WinRM (Windows Remote Management) is the Microsoft service that powers PowerShell remoting, listening on TCP 5985 (HTTP) or 5986 (HTTPS). Where it is enabled, an attacker with valid credentials (or a usable hash) for a permitted user gets an interactive remote PowerShell session on the target. It is legitimate administration, but a clean and quiet lateral-movement path. The common offensive client is Evil-WinRM, and access usually requires membership in Remote Management Users or local admin.
What WinRM is
WinRM is Microsoft’s implementation of the WS-Management protocol and the transport behind PowerShell remoting (Enter-PSSession, Invoke-Command). Administrators use it to manage servers at scale.
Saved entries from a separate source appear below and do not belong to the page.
PR #775, opened 2022-02-10
Accept Glyph.app’s ligature mark names

yanone:
Recognizes `shaddaFatha-ar` (Glyphs.app’s default naming) next to `shadda_fatha-ar` as a ligature mark and thus enables proper anchor propagation

### DIFF
--- a/Lib/glyphsLib/builder/anchors.py
+++ b/Lib/glyphsLib/builder/anchors.py
@@ -16,6 +16,7 @@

It listens on 5985 (HTTP) or 5986 (HTTPS), and access is granted to local administrators and members of the Remote Management Users group. Where it is enabled and reachable, it is a straightforward way to run PowerShell on a remote host.
The abuse and payload
With valid credentials for a permitted account, the attacker opens a remote PowerShell session:
evil-winrm -i 10.0.0.5 -u user -p Password1(interactive PowerShell on the target)- With a hash where supported:
evil-winrm -i 10.0.0.5 -u user -H <nt-hash> - Native:
Enter-PSSession -ComputerName 10.0.0.5 -Credential corp\user
WinRM gives a clean, fully interactive shell and is a common path on hosts where it is enabled. Documented techniques shown for defenders.
How to defend
- Restrict WinRM reachability with the firewall so only management hosts can reach 5985/5986.
- Limit the Remote Management Users group and local-admin membership.
- Prefer HTTPS (5986) with proper certificates and disable Basic auth.
- Reduce NTLM and enforce strong authentication to blunt hash reuse.
- Monitor for PowerShell remoting sessions and script-block logging on unexpected source-to-destination pairs.